[Stored records]
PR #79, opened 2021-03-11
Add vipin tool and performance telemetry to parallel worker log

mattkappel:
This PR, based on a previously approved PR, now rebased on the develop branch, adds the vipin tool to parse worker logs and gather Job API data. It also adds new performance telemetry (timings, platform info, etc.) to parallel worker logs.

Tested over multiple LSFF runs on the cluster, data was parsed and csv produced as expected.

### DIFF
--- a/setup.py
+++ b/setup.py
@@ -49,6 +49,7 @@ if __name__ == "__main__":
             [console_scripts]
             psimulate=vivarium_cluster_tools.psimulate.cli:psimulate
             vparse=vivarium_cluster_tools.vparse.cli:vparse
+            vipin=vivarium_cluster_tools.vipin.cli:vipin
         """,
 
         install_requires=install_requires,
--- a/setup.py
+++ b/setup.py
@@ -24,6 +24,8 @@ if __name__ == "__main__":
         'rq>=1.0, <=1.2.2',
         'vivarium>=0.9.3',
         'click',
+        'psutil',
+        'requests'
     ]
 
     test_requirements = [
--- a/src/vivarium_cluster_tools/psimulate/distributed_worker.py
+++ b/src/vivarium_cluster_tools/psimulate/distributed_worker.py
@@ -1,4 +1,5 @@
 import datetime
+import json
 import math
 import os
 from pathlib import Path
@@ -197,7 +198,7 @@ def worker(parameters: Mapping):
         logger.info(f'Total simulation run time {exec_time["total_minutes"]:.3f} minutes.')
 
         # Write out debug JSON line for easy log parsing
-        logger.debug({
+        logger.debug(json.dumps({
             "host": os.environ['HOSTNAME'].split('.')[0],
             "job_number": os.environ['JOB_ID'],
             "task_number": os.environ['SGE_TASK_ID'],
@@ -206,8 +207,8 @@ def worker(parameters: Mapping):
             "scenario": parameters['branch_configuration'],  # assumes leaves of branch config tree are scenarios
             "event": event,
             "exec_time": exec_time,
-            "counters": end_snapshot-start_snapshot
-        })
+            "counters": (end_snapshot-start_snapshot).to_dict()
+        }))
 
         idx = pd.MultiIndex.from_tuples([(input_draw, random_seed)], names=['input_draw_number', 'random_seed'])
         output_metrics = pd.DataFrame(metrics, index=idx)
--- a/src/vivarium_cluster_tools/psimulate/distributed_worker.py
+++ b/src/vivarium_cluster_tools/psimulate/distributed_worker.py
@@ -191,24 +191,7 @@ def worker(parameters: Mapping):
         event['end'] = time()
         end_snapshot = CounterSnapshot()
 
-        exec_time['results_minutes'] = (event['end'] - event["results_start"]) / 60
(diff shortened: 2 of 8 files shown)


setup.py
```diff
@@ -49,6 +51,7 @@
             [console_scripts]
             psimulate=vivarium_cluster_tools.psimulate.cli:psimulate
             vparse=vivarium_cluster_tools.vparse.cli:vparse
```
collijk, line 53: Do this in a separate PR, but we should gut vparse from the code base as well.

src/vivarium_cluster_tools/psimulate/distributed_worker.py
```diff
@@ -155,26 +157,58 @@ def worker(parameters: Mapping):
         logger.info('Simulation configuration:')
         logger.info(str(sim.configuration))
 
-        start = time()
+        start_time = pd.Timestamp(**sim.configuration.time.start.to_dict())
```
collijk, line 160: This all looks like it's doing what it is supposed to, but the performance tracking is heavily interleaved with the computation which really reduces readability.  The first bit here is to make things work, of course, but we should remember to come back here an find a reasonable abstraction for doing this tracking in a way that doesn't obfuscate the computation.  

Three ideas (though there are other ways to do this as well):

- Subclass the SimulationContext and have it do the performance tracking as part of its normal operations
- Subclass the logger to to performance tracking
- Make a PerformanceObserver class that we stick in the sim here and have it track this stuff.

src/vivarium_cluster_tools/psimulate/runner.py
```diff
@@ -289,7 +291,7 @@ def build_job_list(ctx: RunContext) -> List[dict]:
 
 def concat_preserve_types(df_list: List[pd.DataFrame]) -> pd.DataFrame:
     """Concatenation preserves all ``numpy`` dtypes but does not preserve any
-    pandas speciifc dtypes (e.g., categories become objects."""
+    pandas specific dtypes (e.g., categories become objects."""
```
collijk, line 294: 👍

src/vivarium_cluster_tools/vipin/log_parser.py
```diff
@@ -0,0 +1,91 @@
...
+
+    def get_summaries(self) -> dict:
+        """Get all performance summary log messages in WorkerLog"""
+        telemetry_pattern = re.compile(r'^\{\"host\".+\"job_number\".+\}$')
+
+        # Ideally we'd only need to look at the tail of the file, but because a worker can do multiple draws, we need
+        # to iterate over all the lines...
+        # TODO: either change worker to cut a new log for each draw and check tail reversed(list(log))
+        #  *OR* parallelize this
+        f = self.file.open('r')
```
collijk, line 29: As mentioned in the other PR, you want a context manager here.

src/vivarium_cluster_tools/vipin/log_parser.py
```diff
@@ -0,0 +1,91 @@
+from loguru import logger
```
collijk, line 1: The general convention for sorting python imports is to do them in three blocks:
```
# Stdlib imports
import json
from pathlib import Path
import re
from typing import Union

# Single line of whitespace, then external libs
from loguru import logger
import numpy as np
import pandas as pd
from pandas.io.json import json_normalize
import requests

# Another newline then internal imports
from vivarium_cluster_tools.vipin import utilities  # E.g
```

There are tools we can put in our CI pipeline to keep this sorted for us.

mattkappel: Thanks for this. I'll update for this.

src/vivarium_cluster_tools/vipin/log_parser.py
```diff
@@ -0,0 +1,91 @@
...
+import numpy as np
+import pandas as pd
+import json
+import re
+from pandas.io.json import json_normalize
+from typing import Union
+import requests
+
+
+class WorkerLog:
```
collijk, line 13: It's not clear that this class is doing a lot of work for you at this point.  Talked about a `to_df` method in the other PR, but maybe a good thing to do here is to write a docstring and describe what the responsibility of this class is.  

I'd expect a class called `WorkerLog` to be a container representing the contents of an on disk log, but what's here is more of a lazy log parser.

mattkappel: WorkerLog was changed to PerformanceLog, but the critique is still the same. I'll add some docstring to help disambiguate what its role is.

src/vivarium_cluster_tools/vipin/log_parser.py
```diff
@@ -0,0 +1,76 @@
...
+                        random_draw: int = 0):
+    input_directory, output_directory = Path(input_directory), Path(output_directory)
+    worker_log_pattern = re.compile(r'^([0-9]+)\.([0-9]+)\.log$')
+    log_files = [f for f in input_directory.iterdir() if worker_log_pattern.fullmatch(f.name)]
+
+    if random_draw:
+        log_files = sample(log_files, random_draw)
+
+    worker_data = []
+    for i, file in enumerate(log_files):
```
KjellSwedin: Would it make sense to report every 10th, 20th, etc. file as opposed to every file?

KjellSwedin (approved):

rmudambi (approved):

> _Problem statement_
Copy each line of the entries that includes the word "loguru".

> _Expected output_
+from loguru import logger
from loguru import logger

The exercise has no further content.